_What you will do_.
What is needed is every line of the material that contains "below".

_Data to examine_.
################

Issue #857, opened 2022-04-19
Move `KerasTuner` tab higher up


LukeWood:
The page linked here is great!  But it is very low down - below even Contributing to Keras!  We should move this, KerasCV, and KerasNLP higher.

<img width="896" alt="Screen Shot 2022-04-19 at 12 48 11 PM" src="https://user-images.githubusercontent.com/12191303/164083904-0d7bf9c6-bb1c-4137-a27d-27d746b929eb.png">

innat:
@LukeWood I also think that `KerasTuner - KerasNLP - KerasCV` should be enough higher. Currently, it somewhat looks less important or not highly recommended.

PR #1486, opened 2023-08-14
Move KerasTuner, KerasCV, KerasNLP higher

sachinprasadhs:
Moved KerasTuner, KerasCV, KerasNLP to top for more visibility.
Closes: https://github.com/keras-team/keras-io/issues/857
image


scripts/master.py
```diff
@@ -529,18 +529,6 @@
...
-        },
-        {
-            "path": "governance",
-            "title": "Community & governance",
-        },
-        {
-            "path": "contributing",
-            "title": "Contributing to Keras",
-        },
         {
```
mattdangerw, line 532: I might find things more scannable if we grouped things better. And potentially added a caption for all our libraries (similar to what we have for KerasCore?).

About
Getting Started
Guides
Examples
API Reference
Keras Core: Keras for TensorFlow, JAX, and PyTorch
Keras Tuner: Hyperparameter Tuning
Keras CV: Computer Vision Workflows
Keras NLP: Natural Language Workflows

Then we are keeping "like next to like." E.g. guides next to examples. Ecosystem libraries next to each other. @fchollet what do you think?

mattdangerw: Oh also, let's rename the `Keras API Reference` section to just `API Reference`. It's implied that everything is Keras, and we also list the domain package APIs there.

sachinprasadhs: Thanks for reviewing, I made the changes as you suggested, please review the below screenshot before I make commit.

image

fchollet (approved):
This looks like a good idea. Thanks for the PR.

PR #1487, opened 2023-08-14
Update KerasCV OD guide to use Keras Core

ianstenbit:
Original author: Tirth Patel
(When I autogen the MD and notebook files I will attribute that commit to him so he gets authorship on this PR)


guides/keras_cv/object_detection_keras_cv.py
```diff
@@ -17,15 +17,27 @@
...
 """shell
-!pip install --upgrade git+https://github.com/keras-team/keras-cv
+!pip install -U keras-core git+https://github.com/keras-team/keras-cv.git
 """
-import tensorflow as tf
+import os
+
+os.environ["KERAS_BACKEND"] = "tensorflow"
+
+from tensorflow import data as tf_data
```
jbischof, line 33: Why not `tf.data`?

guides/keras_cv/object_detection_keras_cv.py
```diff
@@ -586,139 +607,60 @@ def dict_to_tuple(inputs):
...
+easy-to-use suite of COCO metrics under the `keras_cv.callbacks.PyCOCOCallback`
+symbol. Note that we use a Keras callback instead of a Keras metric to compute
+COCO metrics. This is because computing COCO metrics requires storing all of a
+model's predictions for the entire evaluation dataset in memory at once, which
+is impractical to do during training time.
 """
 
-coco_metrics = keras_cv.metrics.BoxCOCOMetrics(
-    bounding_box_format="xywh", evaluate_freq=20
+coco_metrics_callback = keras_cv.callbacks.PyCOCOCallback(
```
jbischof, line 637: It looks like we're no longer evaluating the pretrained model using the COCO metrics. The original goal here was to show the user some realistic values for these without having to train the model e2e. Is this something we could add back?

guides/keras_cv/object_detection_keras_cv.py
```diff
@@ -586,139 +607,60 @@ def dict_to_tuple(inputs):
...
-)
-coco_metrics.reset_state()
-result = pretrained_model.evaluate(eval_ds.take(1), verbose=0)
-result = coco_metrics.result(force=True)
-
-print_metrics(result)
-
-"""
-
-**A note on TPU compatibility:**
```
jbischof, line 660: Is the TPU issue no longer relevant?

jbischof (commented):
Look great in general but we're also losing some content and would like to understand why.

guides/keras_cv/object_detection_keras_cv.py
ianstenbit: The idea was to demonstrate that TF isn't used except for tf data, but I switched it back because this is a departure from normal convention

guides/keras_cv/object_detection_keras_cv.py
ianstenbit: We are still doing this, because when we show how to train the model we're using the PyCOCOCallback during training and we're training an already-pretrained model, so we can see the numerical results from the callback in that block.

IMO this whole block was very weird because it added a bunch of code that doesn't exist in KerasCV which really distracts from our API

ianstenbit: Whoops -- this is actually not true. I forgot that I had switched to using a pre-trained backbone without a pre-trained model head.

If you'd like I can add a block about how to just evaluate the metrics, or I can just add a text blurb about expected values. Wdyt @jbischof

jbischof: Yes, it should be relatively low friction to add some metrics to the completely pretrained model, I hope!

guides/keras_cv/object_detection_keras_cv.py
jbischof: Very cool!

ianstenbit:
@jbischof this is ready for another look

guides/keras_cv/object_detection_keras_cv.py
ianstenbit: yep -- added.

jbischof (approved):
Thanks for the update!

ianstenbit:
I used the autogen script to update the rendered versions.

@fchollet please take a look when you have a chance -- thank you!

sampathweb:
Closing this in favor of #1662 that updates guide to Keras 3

################

_Answer to this exercise_.
The page linked here is great!  But it is very low down - below even Contributing to Keras!  We should move this, KerasCV, and KerasNLP higher.
sachinprasadhs: Thanks for reviewing, I made the changes as you suggested, please review the below screenshot before I make commit.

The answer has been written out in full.